About this task — Output every line from the beginning of the records through the line that contains "rhysparry, line 83: Do", exactly as it appears.

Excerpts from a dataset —
PR #848, opened 2024-03-19
Force flush to log files before bootstrapRunner exits

APErebus:
# Background

We should be doubly sure that we've written all logs from the buffer before exiting

# Results

Added flush calls to both bufio writers

# How to review this PR

Quality :heavy_check_mark:

# Pre-requisites

### DIFF
--- a/docker/kubernetes-tentacle/bootstrapRunner/bootstrapRunner.go
+++ b/docker/kubernetes-tentacle/bootstrapRunner/bootstrapRunner.go
@@ -80,9 +80,13 @@ func main() {
 	}
 
 	// Perform a final flush of the file buffers, just in case they didn't get flushed before
-	stdoutLogFile.Flush()
-	stderrLogFile.Flush()
-
+	if err := stdoutLogFile.Flush(); err != nil {	
+		fmt.Fprintln(os.Stderr, "bootstrapRunner.go: Failed to perform final flush of stdoutLogFile", err)
+	}
+	if err := stderrLogFile.Flush(); err != nil {	
+		fmt.Fprintln(os.Stderr, "bootstrapRunner.go: Failed to perform final flush of stderrLogFile", err)
+	}
+	
 	os.Exit(cmd.ProcessState.ExitCode())
 }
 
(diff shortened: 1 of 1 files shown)


docker/kubernetes-tentacle/bootstrapRunner/bootstrapRunner.go
```diff
@@ -79,6 +79,9 @@ func main() {
 		fmt.Fprintln(os.Stderr, "bootstrapRunner.go: Failed to execute bootstrap script", err)
 	}
 
+	stdoutLogFile.Flush()
+	stderrLogFile.Flush()
```
rhysparry, line 83: Do we need to do anything about the error returned?

APErebus: hrm, I thought about that, but I figured the program was existing anyway so you kinda don't care 🤔

docker/kubernetes-tentacle/bootstrapRunner/bootstrapRunner.go
```diff
@@ -79,6 +79,9 @@ func main() {
 		fmt.Fprintln(os.Stderr, "bootstrapRunner.go: Failed to execute bootstrap script", err)
 	}
 
+	stdoutLogFile.Flush()
```
scme0, line 82: I think it might be worth adding a comment saying these are here "just in case"

APErebus: done

docker/kubernetes-tentacle/bootstrapRunner/bootstrapRunner.go
rhysparry: I suppose we could try printing to stderr so there is a chance it can be seen somewhere. The most likely error that I can think of would be "no space left on device"

rhysparry (approved):
LGTM

docker/kubernetes-tentacle/bootstrapRunner/bootstrapRunner.go
liam-mackie: I agree - it's worth capturing and logging the error explicitly, even if it's just to let people looking at the code know that it _can_ fail!

APErebus: fair, I've updated them to write to stderr if it fails to flush

APErebus:
@rhysparry I've update the logic to write the any failed flushes to stderr

rhysparry (approved):
Great. Thanks!

scme0 (approved):
LGTM

PR #849, opened 2024-03-20
Use friendlier service decorators for CapabilitiesService

rhysparry:
# Background

We have decorator methods that better indicate the intent of the decorators. Using these decorators requires less juggling of generic type parameters and the need to pass the name of the decorated method.

# Results

- Minor changes made to `GetCapabilitiesClientDecorator` to support decorating a method with both before and after decorations.
- The `AfterGetCapabilities` decorator was updated to execute even if the decorated method raised an exception. The response will be `null` in this situation.
- Updates to tests to leverage these updated decorators

Shortcut: [SC-69397]

## Before

Example test code

```csharp
await using var clientAndTentacle = await tentacleConfigurationTestCase.CreateBuilder()
    .WithTentacleServiceDecorator(new TentacleServiceDecoratorBuilder()
        .HookServiceMethod<IAsyncClientCapabilitiesServiceV2, object, CapabilitiesResponseV2>(nameof(IAsyncClientCapabilitiesServiceV2.GetCapabilitiesAsync),
            null,
            async (_, response) =>
            {
                // Code to run after GetCapabilities goes here
            })
        .Build())
    .Build(CancellationToken);
```

## After

The same code using the decorators

```csharp
await using var clientAndTentacle = await tentacleConfigurationTestCase.CreateBuilder()
    .WithPortForwarder(out var portForwarder)
    .WithTentacleServiceDecorator(new TentacleServiceDecoratorBuilder()
        .DecorateCapabilitiesServiceV2With(d => d
            .AfterGetCapabilities(
                async response =>
                {
                    // Code to run after GetCapabilities goes here
                }))
        .Build())
    .Build(CancellationToken);
```

# How to review this PR

Quality :heavy_check_mark:

# Pre-requisites

### DIFF
--- a/source/Octopus.Tentacle.Tests.Integration/CapabilitiesServiceV2Test.cs
+++ b/source/Octopus.Tentacle.Tests.Integration/CapabilitiesServiceV2Test.cs
@@ -56,21 +56,23 @@ namespace Octopus.Tentacle.Tests.Integration
             await using var clientAndTentacle = await tentacleConfigurationTestCase.CreateBuilder()
                 .WithPortForwarder(out var portForwarder)
                 .WithTentacleServiceDecorator(new TentacleServiceDecoratorBuilder()
-                    .HookServiceMethod<IAsyncClientCapabilitiesServiceV2, object, CapabilitiesResponseV2>(nameof(IAsyncClientCapabilitiesServiceV2.GetCapabilitiesAsync),
-                        null,
-                        async (_, response) =>
-                        {
-                            await Task.CompletedTask;
-
-                            capabilitiesResponses.Add(response);
-
-                            if (resumePortForwarder)
+                    .DecorateCapabilitiesServiceV2With(d => d
+                        .DecorateGetCapabilitiesWith(
+                            async (inner, options) =>
                             {
-                                // (2) Once a get capabilities call has been made which uses the cached response then resume normal RPC calls
-                                // to allow script execution to continue
-                                portForwarder.Value.ReturnToNormalMode();
-                            }
-                        })
+                                var response = await inner.GetCapabilitiesAsync(options);
+
+                                capabilitiesResponses.Add(response);
+
+                                if (resumePortForwarder)
+                                {
+                                    // (2) Once a get capabilities call has been made which uses the cached response then resume normal RPC calls
+                                    // to allow script execution to continue
+                                    portForwarder.Value.ReturnToNormalMode();
+                                }
+
+                                return response;
+                            }))
                     .Build())
                 .Build(CancellationToken);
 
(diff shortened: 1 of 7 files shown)


source/Octopus.Tentacle.Tests.Integration/CapabilitiesServiceV2Test.cs
```diff
@@ -56,21 +56,24 @@ public async Task CapabilitiesResponseShouldBeCached(TentacleConfigurationTestCa
...
-                        {
-                            await Task.CompletedTask;
+                    .DecorateCapabilitiesServiceV2With(d => d
+                        .AfterGetCapabilities(
+                            async response =>
+                            {
+                                await Task.CompletedTask;
 
-                            capabilitiesResponses.Add(response);
+                                if (response != null)
```
rhysparry, line 65: I added the null check here to handle the case where there is no response (due to an exception).

If it was `null` due to an exception, the exception will still be thrown by the service.

source/Octopus.Tentacle.Tests.Integration/Util/Builders/Decorators/CapabilitiesServiceV2DecoratorBuilder.cs
```diff
@@ -44,23 +39,47 @@ public CapabilitiesServiceV2DecoratorBuilder DecorateGetCapabilitiesWith(GetCapa
...
+                try
+                {
+                    await beforeGetCapabilities(inner);
+                    response = await getCapabilitiesFunc(inner, options);
+                    return response;
+                }
+                finally
+                {
+                    await afterGetCapabilities(response);
+                }
```
rhysparry, line 82: The various script service decorators didn't need to do this as a new builder is created for before and after actions, rather than the shared builder approach used here.

source/Octopus.Tentacle.Tests.Integration/CapabilitiesServiceV2Test.cs
```diff
@@ -56,21 +56,24 @@ public async Task CapabilitiesResponseShouldBeCached(TentacleConfigurationTestCa
             await using var clientAndTentacle = await tentacleConfigurationTestCase.CreateBuilder()
                 .WithPortForwarder(out var portForwarder)
                 .WithTentacleServiceDecorator(new TentacleServiceDecoratorBuilder()
-                    .HookServiceMethod<IAsyncClientCapabilitiesServiceV2, object, CapabilitiesResponseV2>(nameof(IAsyncClientCapabilitiesServiceV2.GetCapabilitiesAsync),
-                        null,
-                        async (_, response) =>
-                        {
-                            await Task.CompletedTask;
+                    .DecorateCapabilitiesServiceV2With(d => d
+                        .AfterGetCapabilities(
```
LukeButters, line 60: I think in this case we just want to actually decorate it with the regular decorator pattern e.g.

.DecorateCapabilitiesServiceV2With(d => d.DecorateGetCapabilities(

async (paramasToGetCapabilities, innerGetCapbilitiesService) => {
   // do stuff
    var response = innerGetCapabilitiesService.GetCapabilities(paramasToGetCapabilities);
    capabilitiesResponses.Add(response);
    return response;
    
}

));

LukeButters (approved):

PR #845, opened 2024-03-19
Change TentacleClient.ExecuteScript to use new ExecuteScriptCommand type

APErebus:
# Background

Currently, `TentacleClient.ExecuteScript()`  takes a `StartScriptCommandV3Alpha`, which ties the contract for executing a script to a specific script service version (in this case V3Alpha).

This means that the contract of TentacleClient is tied to the latest version of the Script Service, which then means over the halibut-wire contracts are being propagated throughout Server's codebase. There is an additional problem then for the upcoming `KubernetesScriptServiceV1Alpha` as it will have it's own `StartScriptCommand` and `ScriptServiceV3Alpha` will be going away.

This PR introduces a new abstract `ExecuteScriptCommand` and two concrete implementations, `ExecuteShellScriptCommand` and `ExecuteKubernetesScriptCommand` types which are now the public contract for `TentacleClient.ExecuteScript()`.

# Results

Introduced the three new types and updated the TentacleClient and script orchestration to use the new types. Also included the builders I developed in https://github.com/OctopusDeploy/OctopusDeploy/pull/23506 into the TentacleClient so we have consistent builders for consumption

Almost all the changes in the tests are moving away from the `LatestStartScriptCommandBuilder` to a new `TestExecuteShellScriptCommandBuilder`. The `StartScriptCommandV3Alpha` build remains as it's required for the `ScriptServiceV3AlphaFixture`

Shortcut story: [sc-73757]

# How to review this PR

Quality :heavy_check_mark:

# Pre-requisites

- [ ] I have read [How we use GitHub Issues](https://github.com/OctopusDeploy/Issues/blob/main/docs/CONTRIBUTING.internal.md) for help deciding when and where it's appropriate to make an issue.
- [x] I have considered informing or consulting the right people, according to the [ownership map](https://whimsical.com/ownership-map-NzbiD4HJyvhC9jNJNfS6TG).
- [x] I have considered appropriate testing for my change.

PR #852, opened 2024-03-21
[WIP] Rename ScriptServiceV3Alpha to KubernetesScriptServiceV1Alpha

APErebus:
# Background

Now that we are no longer relying on the `StartScriptCommandV3Alpha` in the `TentacleClient.ExecuteScript()` contract (#845), we can rename the `ScriptServiceV3Alpha` to `KubernetesScriptServiceV1Alpha` without changing the public contract of `TentacleClient`.

Apart from the rename, this also changes `KubernetesScriptServiceV1Alpha` to only execute scripts via Kubernetes pods.

# Results

The Capabilities service is what tells `TentacleClient` which  services are supported on the target Tentacle. This PR changes this so that if the tentacle is known be running as part of the Kubernetes Agent, then we don't return any of the non-Kubernetes script services (and visa-versa). This gives us a lot more control about what services are advertised for a given tentacle and how TentacleClient uses this.

Unfortunately this PR does remove the tests for the previous `ScriptServiceV3Alpha` because they were executing via local shell, which is not supported in `KubernetesScriptServiceV1Alpha`. We will be adding tests for this new service in the future as it's quite challenging due to requiring a running Kubernetes cluster

Shortcut story: [sc-73757]

# How to review this PR

Quality :heavy_check_mark:

# Pre-requisites


source/Octopus.Tentacle.Client/Scripts/ScriptOrchestratorFactory.cs
```diff
@@ -68,19 +68,22 @@ public async Task<IScriptOrchestrator> CreateOrchestrator(CancellationToken canc
                 throw new OperationCanceledException("Script execution was cancelled", ex);
             }
 
-            return scriptServiceToUse switch
+            if (scriptServiceToUse == ScriptServiceVersion.ScriptServiceVersion1)
```
APErebus, line 71: `ScriptServiceToUse` is no longer an enum, so can't be switched on

source/Octopus.Tentacle.Client/Scripts/ScriptOrchestratorFactory.cs
```diff
@@ -127,19 +133,11 @@ async Task<CapabilitiesResponseV2> GetCapabilitiesFunc(CancellationToken ct)
 
             logger.Verbose($"Discovered Tentacle capabilities: {string.Join(",", tentacleCapabilities.SupportedCapabilities)}");
 
-            if (tentacleCapabilities.HasScriptServiceV3Alpha())
+            // Check if we support any kubernetes script service.
+            // It's implied (and tested) that GetCapabilities will only return Kubernetes or non-Kubernetes script services, never a mix
+            if (tentacleCapabilities.HasAnyKubernetesScriptService())
```
APErebus, line 138: This is a key feature of this PR, if the Capabilities service returns _any_ kubernetes script service, we only look for versions in _that_ hierarchy.

If not, we only look for versions of in the `ScriptService` hierarchy

source/Octopus.Tentacle.Client/TentacleClientOptions.cs
```diff
@@ -6,11 +6,6 @@ namespace Octopus.Tentacle.Client
     public class TentacleClientOptions
     {
         public RpcRetrySettings RpcRetrySettings { get; }
-        
-        /// <summary>
-        /// Disables the use of ScriptServiceV3Alpha, even if it's supported on the Tentacle
-        /// </summary>
-        public bool DisableScriptServiceV3Alpha { get; set; }
```
APErebus, line 13: We don't need to disable this as the capabilities service now dictates what services are available.

source/Octopus.Tentacle.Contracts/ClientServices/IAsyncClientKubernetesScriptServiceV1Alpha.cs
APErebus, line 1: rename + updated contract types

source/Octopus.Tentacle/Commands/RunAgentCommand.cs
```diff
@@ -53,9 +51,7 @@ public class RunAgentCommand : AbstractStandardCommand
             IWindowsLocalAdminRightsChecker windowsLocalAdminRightsChecker,
             AppVersion appVersion,
             ILogFileOnlyLogger logFileOnlyLogger,
-            Lazy<IWorkspaceCleanerTask> workspaceCleanerTask,
-            Lazy<IKubernetesPodMonitorTask> kubernetesPodMonitorTask,
-            Lazy<IKubernetesOrphanedPodCleanerTask> kubernetesOrphanedPodCleanerTask) : base(selector, log, logFileOnlyLogger)
+            IEnumerable<Lazy<IBackgroundTask>> backgroundTasks) : base(selector, log, logFileOnlyLogger)
```
APErebus, line 54: Rather than import each individual `IBackgroundTask`, we now import them all and just lazily build them and only stop if they were lazily created

source/Octopus.Tentacle/Util/PlatformDetection.cs
```diff
@@ -12,9 +13,9 @@ public static class PlatformDetection
         public static class Kubernetes
         {
             /// <summary>
-            /// Indicates if the Tentacle is running inside a Kubernetes cluster.
+            /// Indicates if the Tentacle is running inside a Kubernetes cluster as the Kubernetes Agent. This is done by checking if the namespace environment variable is set
             /// </summary>
-            public static bool IsRunningInKubernetes => bool.TryParse(Environment.GetEnvironmentVariable("OCTOPUS__K8STENTACLE__FORCE"), out var b) && b;
+            public static bool IsRunningAsKubernetesAgent => !string.IsNullOrWhiteSpace(Environment.GetEnvironmentVariable(KubernetesConfig.NamespaceVariableName));
```
APErebus, line 18: Renamed this for clarity as you can run the normal tentacle in Kubernetes, but we are really using this bool when it's running as the kubernetes agent

source/Octopus.Tentacle/Services/Scripts/KubernetesScriptServiceV1Alpha.cs
```diff
@@ -71,33 +70,21 @@ public async Task<ScriptStatusResponseV3Alpha> StartScriptAsync(StartScriptComma
...
                 runningScript.Process = process;
 
-                if (command.DurationToWaitForScriptToFinish != null)
-                {
-                    var waited = Stopwatch.StartNew();
-                    while (process.State != ProcessState.Complete && waited.Elapsed < command.DurationToWaitForScriptToFinish.Value)
-                    {
-                        Thread.Sleep(TimeSpan.FromMilliseconds(10));
-                    }
-                }
```
APErebus, line 88: This property is not on the command anymore and we don't want this logic as we _only_ run in polling mode

source/Octopus.Tentacle/Program.cs
```diff
@@ -57,7 +57,12 @@ public override IContainer BuildContainer(StartUpInstanceRequest startUpInstance
             builder.RegisterModule(new ServicesModule());
             builder.RegisterModule(new VersioningModule(GetType().Assembly));
             builder.RegisterModule(new MaintenanceModule());
-            builder.RegisterModule<KubernetesModule>();
+
+            //we don't register any of the kubernetes _stuff_ if we aren't running as a kubernetes agent
+            if (PlatformDetection.Kubernetes.IsRunningAsKubernetesAgent)
```
APErebus, line 62: Because the `KubernetesScriptServiceV1Alpha` takes a direct dependency on the Kubernetes code, it was causing k8s services to be registered, where they are expecting to be running in a cluster. This switch means that we only register the `KubernetesModule` when we know we are running as the Kubernetes Agent.

APErebus:
Closing as this has been supersceeded by #859

PR #853, opened 2024-03-21
Expose IAsyncCapabilitiesServiceV2, maintaining location of service

LukeButters:
# Background

@samdanaei  This is the interface we needed in your test PR.

We should always have exposed this interface like this.

# How to review this PR

Quality :heavy_check_mark:

# Pre-requisites

### DIFF
--- a/source/Octopus.Tentacle.Contracts/Services/Capabilities/IAsyncCapabilitiesServiceV2.cs
+++ b/source/Octopus.Tentacle.Contracts/Services/Capabilities/IAsyncCapabilitiesServiceV2.cs
@@ -4,10 +4,13 @@ using System.Threading.Tasks;
 using Halibut.Transport.Caching;
 using Octopus.Tentacle.Contracts.Capabilities;
 
+// Don't "fix" this namespace, this is what we originally did and perhaps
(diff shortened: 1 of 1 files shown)


source/Octopus.Tentacle.Contracts/Services/Capabilities/IAsyncCapabilitiesServiceV2.cs
```diff
@@ -4,10 +4,13 @@
 using Halibut.Transport.Caching;
 using Octopus.Tentacle.Contracts.Capabilities;
 
+// Don't "fix" this namespace, this is what we originally did and perhaps
+// what we need to keep doing. 
 namespace Octopus.Tentacle.Services.Capabilities
```
LukeButters, line 9: If changing this to what rider wants it to be works and the test passes then it should be safe to do as we have backwards compatibility testing. Also I don't think package location matters for services.

LukeButters: But also this is the most as-is change as possible

samdanaei (approved):

PR #951, opened 2025-09-12
Fix GCC template error & behavioral error with Result types

Walter-Reactor:
In GCC 14.2.0, the OK & Err types type show an underspecified template error when passing a trivially copiable R-value, such as the common std::monostate.
This pointed out to me that due to universal referencing rules, we were actually defining the T& constructor *twice*, one explicitly as the T& constructor, and another implicitly with T&& due to the universal referencing template rules.

As a fix, instead of defining the T& constructor for trivially copyable types, we instead delete it for *non* trivially copiable types.

This is more correct, shows proper behavior, and fixes the GCC error


Walter-Reactor:
Closing temporarily, a deeper dive shows that this actually wasn't a universal reference after all, but correcting it shows some other troublesome behavior when the type of T is a &

PR #966, opened 2025-09-23
Support iterators over non-owning pointer types in C++

brendan-zeromatter:
We noticed that iterators returning reference types such as:

```
#[diplomat::attr(auto, iterator)]
pub fn next(&'a mut self) -> Option<&'a OpaqueType>
```

were failing to compile in C++, because this `next_to_iter_helper` expects owned `unique_ptr`'s or `optional`'s, but was being given value_types of `T*`. This created some type mismatches in `operator*` because `T*` was not properly decayed into `T` by `inner`. In fact, the base case of `inner { using type = T; }` will pretty much never work, because there is no "inner" type to be dereferenced.

Specific compiler error: (user types replaced with `T` for clarity)

```
no viable conversion from returned value of type 'const T' to function return type 'const value_type' (aka 'const T *const')
  501 |   const value_type& operator*() const { return *_curr; }
```


feature_tests/src/attrs.rs
```diff
@@ -206,6 +211,32 @@ pub mod ffi {
...
+        }
+    }
+
+    #[diplomat::opaque]
+    #[diplomat::attr(not(supports = iterators), disable)]
+    struct OpaqueRefIterator<'a>(std::slice::Iter<'a, AttrOpaque1>);
+    impl<'a> OpaqueRefIterator<'a> {
+        #[diplomat::attr(auto, iterator)]
+        pub fn next(&'a mut self) -> Option<&'a AttrOpaque1> {
+            self.0.next()
```
brendan-zeromatter, line 236: The other test cases have a `.map(Box::new)` or a `.copied()` here, that's the main difference. This one uses the natural &T returned from the Rust iterator.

Expected output —
PR #848, opened 2024-03-19
Force flush to log files before bootstrapRunner exits

APErebus:
# Background

We should be doubly sure that we've written all logs from the buffer before exiting

# Results

Added flush calls to both bufio writers

# How to review this PR

Quality :heavy_check_mark:

# Pre-requisites

### DIFF
--- a/docker/kubernetes-tentacle/bootstrapRunner/bootstrapRunner.go
+++ b/docker/kubernetes-tentacle/bootstrapRunner/bootstrapRunner.go
@@ -80,9 +80,13 @@ func main() {
 	}
 
 	// Perform a final flush of the file buffers, just in case they didn't get flushed before
-	stdoutLogFile.Flush()
-	stderrLogFile.Flush()
-
+	if err := stdoutLogFile.Flush(); err != nil {	
+		fmt.Fprintln(os.Stderr, "bootstrapRunner.go: Failed to perform final flush of stdoutLogFile", err)
+	}
+	if err := stderrLogFile.Flush(); err != nil {	
+		fmt.Fprintln(os.Stderr, "bootstrapRunner.go: Failed to perform final flush of stderrLogFile", err)
+	}
+	
 	os.Exit(cmd.ProcessState.ExitCode())
 }
 
(diff shortened: 1 of 1 files shown)


docker/kubernetes-tentacle/bootstrapRunner/bootstrapRunner.go
```diff
@@ -79,6 +79,9 @@ func main() {
 		fmt.Fprintln(os.Stderr, "bootstrapRunner.go: Failed to execute bootstrap script", err)
 	}
 
+	stdoutLogFile.Flush()
+	stderrLogFile.Flush()
```
rhysparry, line 83: Do we need to do anything about the error returned?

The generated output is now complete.